Below are some records; find each line that carries the word "master" and copy it.

## Stored data entries
++++++++++

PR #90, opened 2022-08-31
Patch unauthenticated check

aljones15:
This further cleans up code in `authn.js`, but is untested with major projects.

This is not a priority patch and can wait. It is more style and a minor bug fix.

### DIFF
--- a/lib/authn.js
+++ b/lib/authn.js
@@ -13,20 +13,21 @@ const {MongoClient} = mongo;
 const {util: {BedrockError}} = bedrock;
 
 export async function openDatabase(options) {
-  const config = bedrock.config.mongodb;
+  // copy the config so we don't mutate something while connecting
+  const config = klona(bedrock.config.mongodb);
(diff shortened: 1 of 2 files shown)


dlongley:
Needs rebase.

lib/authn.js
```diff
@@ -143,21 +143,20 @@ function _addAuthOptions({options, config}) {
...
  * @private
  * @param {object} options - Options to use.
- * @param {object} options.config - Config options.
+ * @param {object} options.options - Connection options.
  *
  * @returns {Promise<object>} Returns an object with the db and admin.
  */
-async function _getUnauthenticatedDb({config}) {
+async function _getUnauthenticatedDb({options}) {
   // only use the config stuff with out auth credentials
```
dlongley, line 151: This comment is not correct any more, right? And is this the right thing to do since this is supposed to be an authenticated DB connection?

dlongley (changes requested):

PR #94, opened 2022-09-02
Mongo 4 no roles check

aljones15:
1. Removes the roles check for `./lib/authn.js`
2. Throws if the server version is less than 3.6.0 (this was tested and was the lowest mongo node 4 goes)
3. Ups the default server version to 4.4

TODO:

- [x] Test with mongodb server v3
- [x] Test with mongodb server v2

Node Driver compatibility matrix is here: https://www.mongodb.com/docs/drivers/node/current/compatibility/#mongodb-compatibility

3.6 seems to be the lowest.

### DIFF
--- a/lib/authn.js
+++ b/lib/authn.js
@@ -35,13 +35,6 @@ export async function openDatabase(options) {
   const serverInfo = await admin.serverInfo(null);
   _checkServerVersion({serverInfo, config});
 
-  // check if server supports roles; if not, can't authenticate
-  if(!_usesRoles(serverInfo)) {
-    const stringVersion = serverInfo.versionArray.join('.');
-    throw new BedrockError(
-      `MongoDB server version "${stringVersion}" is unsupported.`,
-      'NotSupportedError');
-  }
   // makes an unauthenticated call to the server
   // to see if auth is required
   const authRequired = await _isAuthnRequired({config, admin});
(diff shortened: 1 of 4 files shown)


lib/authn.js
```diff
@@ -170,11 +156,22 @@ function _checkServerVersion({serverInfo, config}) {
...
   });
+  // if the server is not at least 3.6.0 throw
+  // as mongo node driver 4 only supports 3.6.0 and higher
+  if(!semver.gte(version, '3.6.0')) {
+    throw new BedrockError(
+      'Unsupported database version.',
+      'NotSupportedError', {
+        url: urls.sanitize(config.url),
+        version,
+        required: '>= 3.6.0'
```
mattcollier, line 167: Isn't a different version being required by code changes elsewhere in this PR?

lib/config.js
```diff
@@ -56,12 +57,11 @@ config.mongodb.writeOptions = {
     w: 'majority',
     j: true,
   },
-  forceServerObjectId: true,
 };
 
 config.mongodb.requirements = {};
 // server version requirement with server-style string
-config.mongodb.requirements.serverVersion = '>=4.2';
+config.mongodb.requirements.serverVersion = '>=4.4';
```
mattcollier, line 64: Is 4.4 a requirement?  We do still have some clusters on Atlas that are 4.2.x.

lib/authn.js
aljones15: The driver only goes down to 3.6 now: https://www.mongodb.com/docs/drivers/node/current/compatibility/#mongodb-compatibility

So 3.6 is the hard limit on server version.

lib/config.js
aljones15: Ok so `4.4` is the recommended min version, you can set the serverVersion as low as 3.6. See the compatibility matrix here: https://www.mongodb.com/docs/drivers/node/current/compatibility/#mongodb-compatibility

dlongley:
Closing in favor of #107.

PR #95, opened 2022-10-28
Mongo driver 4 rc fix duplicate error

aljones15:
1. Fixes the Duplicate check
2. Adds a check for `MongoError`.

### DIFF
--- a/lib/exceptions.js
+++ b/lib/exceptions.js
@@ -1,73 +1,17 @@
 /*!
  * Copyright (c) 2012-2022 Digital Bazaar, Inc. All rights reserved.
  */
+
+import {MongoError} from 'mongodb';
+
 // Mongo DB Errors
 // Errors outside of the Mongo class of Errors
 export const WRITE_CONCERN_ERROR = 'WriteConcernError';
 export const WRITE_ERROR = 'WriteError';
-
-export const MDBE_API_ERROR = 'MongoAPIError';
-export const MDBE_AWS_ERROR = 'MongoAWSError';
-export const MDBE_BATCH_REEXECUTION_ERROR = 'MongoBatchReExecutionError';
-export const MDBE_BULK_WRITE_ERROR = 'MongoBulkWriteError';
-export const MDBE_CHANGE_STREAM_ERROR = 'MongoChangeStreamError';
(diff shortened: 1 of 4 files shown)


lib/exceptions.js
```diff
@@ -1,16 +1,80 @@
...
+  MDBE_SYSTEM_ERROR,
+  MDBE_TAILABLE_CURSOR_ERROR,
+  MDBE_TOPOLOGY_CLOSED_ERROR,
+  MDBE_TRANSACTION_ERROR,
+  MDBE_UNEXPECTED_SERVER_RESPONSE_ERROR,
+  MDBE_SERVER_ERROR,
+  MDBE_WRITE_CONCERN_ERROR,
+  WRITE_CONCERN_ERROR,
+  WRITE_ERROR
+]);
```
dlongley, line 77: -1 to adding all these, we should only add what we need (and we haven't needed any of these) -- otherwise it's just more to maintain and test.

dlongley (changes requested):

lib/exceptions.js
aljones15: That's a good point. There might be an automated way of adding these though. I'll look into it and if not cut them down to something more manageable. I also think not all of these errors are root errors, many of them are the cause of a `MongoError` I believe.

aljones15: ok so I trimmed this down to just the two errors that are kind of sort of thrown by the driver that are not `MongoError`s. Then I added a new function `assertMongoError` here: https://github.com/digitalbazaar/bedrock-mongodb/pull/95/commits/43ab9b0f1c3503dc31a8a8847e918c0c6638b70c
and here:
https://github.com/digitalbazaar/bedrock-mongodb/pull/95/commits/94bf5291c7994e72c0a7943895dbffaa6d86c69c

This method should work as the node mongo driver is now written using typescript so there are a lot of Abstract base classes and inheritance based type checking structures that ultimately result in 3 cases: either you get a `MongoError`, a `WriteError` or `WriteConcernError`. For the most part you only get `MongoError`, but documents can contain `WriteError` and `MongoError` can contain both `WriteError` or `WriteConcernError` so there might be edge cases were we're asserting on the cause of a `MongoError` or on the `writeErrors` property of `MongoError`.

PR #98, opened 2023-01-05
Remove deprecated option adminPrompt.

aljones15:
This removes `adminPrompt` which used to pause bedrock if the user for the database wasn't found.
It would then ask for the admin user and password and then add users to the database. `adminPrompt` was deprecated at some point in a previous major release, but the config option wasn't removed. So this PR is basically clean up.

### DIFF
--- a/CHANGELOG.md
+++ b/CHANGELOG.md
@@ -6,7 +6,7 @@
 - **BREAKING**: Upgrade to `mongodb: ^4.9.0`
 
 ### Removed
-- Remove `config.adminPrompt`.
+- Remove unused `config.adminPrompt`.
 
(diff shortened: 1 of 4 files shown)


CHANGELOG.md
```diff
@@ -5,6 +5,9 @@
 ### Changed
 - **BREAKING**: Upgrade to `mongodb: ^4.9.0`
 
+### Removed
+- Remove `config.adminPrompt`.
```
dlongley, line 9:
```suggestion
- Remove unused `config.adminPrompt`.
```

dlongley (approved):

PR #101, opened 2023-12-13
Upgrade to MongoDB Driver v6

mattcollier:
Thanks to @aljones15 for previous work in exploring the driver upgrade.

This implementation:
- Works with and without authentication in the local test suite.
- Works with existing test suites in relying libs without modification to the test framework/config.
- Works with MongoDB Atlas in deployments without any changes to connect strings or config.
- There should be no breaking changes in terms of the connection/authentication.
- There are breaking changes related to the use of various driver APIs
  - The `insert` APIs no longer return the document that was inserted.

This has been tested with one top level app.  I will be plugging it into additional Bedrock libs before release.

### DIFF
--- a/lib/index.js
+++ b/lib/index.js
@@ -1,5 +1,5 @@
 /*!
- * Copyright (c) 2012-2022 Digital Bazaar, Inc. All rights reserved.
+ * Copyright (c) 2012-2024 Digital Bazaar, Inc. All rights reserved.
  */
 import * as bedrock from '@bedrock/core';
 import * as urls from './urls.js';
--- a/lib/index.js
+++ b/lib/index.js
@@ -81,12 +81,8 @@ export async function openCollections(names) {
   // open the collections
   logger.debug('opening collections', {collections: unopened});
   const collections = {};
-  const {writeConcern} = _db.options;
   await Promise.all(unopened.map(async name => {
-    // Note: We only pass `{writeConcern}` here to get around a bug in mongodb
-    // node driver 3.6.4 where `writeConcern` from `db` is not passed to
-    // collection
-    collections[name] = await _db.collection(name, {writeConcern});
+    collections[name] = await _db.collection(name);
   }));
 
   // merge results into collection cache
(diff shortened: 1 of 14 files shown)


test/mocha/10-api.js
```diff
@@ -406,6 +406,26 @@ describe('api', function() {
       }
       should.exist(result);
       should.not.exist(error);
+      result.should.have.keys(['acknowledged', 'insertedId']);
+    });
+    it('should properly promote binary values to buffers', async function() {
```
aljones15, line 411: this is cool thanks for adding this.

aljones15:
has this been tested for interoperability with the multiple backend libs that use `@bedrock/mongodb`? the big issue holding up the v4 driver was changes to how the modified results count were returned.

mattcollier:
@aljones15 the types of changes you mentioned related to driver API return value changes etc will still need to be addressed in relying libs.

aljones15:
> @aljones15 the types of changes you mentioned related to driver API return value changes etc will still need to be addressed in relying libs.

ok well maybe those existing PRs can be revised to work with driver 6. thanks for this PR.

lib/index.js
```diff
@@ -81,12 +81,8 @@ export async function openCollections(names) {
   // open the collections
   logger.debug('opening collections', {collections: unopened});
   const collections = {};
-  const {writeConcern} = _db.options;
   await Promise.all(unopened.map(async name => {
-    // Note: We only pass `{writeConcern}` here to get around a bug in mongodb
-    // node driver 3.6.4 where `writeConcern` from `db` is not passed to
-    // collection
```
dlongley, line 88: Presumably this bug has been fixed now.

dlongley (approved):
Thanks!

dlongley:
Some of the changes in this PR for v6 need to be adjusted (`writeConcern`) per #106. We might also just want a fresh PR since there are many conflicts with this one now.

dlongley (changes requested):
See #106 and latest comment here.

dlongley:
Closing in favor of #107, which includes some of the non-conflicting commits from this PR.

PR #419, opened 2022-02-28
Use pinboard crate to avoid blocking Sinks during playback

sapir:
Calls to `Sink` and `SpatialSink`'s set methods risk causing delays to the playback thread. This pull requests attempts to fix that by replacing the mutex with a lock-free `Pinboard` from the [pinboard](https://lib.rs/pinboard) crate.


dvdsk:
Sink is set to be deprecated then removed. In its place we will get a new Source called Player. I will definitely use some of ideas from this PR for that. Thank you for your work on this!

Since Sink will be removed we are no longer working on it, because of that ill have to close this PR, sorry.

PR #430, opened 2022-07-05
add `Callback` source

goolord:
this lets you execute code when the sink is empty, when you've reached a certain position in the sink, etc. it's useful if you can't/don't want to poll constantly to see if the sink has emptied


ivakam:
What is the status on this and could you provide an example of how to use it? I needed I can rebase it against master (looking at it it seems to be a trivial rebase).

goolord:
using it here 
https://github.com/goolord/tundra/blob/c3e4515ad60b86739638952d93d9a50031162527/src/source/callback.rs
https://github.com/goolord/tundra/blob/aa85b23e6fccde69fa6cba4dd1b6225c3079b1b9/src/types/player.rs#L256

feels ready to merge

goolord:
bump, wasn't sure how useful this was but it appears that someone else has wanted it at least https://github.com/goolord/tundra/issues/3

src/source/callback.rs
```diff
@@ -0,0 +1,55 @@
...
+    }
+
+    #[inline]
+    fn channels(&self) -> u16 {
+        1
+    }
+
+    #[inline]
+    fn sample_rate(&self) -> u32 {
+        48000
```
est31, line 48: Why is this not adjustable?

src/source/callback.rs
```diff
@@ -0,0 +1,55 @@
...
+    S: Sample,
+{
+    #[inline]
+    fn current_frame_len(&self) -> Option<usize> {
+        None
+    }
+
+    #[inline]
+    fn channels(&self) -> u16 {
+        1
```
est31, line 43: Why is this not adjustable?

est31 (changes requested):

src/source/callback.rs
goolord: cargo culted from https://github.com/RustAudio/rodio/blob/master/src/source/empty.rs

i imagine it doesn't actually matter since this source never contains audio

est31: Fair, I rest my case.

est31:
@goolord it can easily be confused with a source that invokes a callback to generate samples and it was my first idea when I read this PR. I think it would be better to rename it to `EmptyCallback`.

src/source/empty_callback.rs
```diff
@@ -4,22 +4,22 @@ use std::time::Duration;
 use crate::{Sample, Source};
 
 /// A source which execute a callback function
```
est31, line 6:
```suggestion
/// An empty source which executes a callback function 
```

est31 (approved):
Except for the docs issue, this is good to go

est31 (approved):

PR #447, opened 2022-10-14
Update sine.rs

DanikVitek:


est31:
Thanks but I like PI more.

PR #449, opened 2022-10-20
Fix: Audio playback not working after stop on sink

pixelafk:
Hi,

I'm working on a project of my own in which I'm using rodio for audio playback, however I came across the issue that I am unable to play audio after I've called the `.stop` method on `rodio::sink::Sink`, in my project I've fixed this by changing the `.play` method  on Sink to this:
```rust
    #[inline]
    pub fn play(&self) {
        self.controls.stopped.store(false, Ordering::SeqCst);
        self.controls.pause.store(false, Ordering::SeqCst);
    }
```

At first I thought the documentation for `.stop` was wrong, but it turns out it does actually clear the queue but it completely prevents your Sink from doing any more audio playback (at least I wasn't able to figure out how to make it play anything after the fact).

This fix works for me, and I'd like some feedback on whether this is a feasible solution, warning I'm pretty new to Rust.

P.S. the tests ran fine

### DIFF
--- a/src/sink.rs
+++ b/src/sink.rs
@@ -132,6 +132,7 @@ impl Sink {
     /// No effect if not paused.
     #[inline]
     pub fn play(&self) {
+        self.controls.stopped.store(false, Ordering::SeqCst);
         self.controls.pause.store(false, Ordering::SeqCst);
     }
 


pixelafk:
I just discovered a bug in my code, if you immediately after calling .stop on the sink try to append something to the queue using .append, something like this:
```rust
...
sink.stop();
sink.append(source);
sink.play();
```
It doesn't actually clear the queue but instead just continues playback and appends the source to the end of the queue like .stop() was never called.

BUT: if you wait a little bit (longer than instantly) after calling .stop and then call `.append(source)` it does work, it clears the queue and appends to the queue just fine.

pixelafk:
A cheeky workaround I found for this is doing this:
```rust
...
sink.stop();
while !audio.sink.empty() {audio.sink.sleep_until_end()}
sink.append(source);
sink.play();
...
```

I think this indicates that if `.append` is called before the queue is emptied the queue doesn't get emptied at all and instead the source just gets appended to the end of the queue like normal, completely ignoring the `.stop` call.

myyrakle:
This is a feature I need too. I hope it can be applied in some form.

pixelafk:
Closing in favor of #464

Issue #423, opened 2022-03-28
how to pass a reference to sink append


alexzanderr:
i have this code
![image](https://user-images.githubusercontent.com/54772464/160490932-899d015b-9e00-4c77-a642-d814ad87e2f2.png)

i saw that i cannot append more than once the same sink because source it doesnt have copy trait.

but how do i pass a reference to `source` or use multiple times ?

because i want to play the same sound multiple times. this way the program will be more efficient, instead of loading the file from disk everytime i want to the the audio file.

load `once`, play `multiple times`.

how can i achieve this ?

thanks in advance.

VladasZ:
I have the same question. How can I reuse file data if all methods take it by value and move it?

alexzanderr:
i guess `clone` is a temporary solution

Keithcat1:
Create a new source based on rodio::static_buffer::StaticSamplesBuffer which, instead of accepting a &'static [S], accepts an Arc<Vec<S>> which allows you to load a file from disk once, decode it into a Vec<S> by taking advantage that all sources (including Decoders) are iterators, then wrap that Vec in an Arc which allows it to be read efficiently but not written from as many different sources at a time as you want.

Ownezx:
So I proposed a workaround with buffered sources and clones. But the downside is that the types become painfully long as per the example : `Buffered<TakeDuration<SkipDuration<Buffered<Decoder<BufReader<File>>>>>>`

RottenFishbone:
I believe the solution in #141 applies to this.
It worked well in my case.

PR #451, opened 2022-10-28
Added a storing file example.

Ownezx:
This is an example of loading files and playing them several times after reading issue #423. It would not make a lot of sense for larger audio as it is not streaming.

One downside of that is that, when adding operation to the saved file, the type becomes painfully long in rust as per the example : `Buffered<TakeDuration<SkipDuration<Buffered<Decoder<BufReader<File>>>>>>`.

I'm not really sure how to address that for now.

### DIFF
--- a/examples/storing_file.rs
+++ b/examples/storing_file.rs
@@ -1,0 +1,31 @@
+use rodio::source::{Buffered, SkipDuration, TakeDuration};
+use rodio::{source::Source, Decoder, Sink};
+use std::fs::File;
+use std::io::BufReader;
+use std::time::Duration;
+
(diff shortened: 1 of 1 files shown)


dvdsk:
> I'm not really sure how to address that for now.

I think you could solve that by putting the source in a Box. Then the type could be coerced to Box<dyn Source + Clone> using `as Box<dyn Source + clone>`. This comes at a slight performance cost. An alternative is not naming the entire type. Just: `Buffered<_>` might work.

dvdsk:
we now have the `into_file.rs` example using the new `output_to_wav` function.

++++++++++

## COMPLETED TASK
What is the status on this and could you provide an example of how to use it? I needed I can rebase it against master (looking at it it seems to be a trivial rebase).
goolord: cargo culted from https://github.com/RustAudio/rodio/blob/master/src/source/empty.rs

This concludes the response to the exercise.